▶ [Problem to work on] The required output is the exact run of lines below that opens at the line with "here for it." and closes at the line with "timeouts for a".

▶ [Stored data]
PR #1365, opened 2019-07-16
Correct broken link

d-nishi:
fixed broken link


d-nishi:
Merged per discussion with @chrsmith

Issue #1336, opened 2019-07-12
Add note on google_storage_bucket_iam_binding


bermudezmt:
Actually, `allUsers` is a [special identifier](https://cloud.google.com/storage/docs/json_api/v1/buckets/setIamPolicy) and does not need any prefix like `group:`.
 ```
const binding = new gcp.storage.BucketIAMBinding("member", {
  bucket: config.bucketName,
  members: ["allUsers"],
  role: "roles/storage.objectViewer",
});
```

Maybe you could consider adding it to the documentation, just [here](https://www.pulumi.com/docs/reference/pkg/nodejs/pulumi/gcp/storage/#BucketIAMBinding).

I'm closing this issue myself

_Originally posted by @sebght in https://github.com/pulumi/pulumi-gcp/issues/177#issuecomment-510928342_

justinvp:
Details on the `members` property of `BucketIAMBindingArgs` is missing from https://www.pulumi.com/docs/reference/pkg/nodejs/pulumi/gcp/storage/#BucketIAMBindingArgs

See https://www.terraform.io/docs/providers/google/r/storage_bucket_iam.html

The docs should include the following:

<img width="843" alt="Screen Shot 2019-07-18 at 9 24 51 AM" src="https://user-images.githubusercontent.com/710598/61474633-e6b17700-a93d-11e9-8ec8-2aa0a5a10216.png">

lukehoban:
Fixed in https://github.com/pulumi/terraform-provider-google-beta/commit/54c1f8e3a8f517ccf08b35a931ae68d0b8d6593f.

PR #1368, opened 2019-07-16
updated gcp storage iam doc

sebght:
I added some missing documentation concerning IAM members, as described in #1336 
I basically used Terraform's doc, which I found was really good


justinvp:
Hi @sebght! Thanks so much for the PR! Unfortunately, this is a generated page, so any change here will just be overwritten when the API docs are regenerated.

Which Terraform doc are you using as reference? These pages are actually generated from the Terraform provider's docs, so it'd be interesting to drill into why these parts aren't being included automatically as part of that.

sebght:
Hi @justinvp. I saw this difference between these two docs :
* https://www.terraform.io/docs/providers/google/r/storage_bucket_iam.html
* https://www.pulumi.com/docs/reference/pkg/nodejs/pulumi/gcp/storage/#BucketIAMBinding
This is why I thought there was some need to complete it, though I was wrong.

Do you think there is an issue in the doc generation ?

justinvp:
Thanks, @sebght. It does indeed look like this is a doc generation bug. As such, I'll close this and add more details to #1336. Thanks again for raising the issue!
--
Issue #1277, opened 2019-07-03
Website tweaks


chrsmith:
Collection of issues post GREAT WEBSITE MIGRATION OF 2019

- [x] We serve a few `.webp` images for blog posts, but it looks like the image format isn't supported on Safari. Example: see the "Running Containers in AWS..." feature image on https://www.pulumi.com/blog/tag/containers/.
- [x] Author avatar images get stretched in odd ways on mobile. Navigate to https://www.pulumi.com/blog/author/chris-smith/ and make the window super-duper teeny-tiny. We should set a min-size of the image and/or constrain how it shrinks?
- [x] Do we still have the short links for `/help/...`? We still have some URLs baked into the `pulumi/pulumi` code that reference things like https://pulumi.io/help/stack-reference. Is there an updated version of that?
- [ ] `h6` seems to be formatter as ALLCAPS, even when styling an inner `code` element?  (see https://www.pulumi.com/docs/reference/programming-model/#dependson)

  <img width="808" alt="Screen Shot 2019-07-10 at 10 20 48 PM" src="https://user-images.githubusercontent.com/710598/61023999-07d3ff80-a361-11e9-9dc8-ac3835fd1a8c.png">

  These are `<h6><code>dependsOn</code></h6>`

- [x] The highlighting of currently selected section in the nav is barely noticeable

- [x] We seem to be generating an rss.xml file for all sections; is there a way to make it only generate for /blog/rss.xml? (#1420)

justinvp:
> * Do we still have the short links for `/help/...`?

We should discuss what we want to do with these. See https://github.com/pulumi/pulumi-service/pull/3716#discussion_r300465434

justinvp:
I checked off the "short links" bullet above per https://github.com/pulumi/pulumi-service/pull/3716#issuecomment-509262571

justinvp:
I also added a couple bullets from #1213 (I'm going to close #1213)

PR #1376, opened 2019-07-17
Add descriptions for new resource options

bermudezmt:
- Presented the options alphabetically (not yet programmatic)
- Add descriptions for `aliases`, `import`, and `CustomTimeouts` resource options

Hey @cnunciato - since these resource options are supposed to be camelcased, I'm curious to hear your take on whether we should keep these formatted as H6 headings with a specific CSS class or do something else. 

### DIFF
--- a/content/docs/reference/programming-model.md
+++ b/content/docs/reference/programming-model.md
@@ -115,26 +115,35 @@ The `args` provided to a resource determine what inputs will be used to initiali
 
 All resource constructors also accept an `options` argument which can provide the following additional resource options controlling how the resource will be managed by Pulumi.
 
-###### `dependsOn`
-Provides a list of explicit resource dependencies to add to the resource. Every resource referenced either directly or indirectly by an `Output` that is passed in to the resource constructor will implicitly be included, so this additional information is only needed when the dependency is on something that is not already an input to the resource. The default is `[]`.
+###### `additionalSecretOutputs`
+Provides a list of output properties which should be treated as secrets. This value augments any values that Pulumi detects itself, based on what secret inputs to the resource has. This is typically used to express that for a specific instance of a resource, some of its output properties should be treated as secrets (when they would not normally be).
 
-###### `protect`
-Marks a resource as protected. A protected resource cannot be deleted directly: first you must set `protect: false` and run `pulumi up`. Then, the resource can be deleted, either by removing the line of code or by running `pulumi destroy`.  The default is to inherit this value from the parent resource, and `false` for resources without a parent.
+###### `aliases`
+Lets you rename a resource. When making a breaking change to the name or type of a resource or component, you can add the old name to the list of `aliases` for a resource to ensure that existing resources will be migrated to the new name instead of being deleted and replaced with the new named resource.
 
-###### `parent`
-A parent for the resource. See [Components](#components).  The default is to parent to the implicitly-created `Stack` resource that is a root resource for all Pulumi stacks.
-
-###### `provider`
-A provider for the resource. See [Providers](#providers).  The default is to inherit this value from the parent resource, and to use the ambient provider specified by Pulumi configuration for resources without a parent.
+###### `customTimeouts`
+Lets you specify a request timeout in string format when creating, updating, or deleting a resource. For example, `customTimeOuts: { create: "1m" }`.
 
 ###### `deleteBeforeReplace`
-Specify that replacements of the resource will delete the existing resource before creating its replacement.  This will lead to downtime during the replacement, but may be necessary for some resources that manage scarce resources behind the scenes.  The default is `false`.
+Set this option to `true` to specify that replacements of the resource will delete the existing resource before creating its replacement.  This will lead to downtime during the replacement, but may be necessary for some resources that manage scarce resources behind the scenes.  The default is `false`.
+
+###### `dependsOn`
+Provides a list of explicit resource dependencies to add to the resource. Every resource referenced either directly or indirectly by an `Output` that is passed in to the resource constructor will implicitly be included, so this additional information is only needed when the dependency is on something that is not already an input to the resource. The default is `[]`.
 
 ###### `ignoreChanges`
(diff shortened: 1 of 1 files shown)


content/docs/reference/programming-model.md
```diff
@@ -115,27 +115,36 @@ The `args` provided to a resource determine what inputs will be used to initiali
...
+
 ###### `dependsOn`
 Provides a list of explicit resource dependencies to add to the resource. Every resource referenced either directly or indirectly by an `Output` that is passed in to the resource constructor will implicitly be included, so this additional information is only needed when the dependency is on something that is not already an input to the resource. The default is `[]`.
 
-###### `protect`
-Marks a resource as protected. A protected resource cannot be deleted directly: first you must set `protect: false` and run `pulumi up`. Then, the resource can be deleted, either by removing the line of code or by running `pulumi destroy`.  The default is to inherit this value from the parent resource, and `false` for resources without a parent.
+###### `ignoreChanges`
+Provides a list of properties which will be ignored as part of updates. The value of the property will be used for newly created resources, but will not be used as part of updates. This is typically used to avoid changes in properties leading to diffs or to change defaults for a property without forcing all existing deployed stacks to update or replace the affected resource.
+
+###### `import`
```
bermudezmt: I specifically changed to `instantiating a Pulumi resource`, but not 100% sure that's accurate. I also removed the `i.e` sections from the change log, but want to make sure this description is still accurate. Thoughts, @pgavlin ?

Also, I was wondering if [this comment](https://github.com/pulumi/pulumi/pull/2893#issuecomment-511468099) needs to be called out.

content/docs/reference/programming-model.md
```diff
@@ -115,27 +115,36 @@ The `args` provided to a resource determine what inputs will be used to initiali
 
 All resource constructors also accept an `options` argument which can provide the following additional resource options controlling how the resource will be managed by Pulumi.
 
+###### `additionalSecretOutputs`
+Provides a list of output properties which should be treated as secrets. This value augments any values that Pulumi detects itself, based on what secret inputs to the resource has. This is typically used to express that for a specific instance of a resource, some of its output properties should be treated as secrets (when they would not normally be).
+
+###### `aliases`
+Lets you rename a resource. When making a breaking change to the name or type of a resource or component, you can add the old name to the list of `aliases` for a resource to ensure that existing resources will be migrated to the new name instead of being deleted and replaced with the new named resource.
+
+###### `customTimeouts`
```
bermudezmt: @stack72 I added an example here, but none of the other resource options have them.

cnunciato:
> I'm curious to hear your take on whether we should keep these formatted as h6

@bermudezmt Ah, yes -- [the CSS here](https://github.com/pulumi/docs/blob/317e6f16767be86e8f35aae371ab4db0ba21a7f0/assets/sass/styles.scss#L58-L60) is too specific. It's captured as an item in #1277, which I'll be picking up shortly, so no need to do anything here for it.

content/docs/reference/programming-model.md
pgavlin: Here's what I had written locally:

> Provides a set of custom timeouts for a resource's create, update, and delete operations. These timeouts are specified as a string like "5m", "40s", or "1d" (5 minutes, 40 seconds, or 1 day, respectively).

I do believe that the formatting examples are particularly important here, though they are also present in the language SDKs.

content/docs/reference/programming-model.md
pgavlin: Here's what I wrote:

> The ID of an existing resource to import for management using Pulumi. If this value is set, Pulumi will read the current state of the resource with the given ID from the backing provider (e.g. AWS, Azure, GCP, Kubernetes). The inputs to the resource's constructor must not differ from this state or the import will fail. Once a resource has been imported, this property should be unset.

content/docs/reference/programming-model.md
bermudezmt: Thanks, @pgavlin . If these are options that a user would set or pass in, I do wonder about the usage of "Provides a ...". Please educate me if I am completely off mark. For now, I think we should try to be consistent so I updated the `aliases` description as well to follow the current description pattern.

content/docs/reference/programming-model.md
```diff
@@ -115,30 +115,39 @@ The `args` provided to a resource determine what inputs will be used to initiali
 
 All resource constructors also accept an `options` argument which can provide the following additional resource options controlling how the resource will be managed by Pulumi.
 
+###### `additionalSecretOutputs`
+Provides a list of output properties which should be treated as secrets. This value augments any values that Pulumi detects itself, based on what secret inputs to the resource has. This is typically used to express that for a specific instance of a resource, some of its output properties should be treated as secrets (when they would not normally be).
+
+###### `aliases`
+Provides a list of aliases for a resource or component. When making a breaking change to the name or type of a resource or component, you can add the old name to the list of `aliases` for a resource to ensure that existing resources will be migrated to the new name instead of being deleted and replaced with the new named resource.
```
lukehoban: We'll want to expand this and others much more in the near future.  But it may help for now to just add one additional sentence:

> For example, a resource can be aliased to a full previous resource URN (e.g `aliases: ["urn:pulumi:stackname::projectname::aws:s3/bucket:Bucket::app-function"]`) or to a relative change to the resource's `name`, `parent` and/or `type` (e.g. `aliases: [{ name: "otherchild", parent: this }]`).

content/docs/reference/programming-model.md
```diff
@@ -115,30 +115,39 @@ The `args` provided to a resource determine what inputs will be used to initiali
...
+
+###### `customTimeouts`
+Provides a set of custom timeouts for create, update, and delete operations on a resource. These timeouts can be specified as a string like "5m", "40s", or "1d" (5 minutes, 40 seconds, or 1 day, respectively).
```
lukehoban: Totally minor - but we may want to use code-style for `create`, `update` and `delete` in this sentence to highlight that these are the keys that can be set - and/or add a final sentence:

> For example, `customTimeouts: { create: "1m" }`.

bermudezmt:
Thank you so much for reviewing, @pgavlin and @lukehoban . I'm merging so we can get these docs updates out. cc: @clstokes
---
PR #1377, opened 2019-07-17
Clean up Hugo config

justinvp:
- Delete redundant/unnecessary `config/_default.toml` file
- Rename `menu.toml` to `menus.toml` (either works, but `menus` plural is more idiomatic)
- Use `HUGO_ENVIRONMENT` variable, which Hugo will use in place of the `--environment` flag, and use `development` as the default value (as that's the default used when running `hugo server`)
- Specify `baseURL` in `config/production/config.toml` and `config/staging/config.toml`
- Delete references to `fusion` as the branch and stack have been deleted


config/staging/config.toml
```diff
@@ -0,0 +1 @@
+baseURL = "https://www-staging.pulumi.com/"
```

▶ [Answer space]
@bermudezmt Ah, yes -- [the CSS here](https://github.com/pulumi/docs/blob/317e6f16767be86e8f35aae371ab4db0ba21a7f0/assets/sass/styles.scss#L58-L60) is too specific. It's captured as an item in #1277, which I'll be picking up shortly, so no need to do anything here for it.

content/docs/reference/programming-model.md
pgavlin: Here's what I had written locally:

> Provides a set of custom timeouts for a resource's create, update, and delete operations. These timeouts are specified as a string like "5m", "40s", or "1d" (5 minutes, 40 seconds, or 1 day, respectively).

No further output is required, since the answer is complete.